--- Supplied records ---

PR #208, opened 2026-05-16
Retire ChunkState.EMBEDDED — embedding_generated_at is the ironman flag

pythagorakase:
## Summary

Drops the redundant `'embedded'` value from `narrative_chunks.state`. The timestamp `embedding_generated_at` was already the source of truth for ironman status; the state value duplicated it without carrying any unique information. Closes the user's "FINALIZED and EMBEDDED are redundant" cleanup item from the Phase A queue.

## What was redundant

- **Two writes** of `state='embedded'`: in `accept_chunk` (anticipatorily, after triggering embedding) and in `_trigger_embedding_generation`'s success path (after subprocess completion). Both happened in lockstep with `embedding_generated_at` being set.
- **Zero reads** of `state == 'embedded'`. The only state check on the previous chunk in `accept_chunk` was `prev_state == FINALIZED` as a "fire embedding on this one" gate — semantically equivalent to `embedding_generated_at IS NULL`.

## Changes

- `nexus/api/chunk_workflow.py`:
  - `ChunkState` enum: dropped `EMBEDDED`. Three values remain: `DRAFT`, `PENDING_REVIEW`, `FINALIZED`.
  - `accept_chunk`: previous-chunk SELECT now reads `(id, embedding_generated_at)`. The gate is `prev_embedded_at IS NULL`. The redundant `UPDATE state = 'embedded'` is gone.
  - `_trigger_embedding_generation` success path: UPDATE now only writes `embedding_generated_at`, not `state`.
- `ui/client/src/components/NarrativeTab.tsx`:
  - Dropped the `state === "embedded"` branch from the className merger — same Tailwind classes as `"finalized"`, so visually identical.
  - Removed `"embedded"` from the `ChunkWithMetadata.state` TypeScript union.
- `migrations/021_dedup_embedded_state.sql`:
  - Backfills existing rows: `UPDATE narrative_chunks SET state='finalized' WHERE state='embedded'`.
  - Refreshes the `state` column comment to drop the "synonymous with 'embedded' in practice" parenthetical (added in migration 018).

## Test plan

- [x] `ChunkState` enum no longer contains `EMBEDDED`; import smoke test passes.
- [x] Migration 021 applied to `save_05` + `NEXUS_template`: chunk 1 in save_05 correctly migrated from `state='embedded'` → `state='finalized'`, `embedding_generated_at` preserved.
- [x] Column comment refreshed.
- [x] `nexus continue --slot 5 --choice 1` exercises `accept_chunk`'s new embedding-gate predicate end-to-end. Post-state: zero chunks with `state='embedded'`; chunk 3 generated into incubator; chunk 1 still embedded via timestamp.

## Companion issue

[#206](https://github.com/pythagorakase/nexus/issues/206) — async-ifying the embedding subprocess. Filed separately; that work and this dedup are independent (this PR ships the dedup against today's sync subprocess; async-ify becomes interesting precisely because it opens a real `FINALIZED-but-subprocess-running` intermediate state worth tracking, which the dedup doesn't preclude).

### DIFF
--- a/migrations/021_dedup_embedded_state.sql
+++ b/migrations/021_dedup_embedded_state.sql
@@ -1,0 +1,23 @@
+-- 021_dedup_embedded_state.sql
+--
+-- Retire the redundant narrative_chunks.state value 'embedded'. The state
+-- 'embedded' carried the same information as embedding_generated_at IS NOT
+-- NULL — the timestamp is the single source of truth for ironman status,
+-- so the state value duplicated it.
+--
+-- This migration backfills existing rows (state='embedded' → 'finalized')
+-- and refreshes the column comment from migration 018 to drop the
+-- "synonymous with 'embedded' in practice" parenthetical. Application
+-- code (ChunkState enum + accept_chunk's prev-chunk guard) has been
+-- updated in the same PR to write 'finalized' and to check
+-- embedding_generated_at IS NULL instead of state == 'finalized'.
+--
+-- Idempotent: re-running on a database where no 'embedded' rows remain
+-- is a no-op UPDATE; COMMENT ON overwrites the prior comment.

--- Assignment ---
In the listing above, locate each line with "parenthetical" and copy it.

--- Answer area ---
  - Refreshes the `state` column comment to drop the "synonymous with 'embedded' in practice" parenthetical (added in migration 018).
+-- "synonymous with 'embedded' in practice" parenthetical. Application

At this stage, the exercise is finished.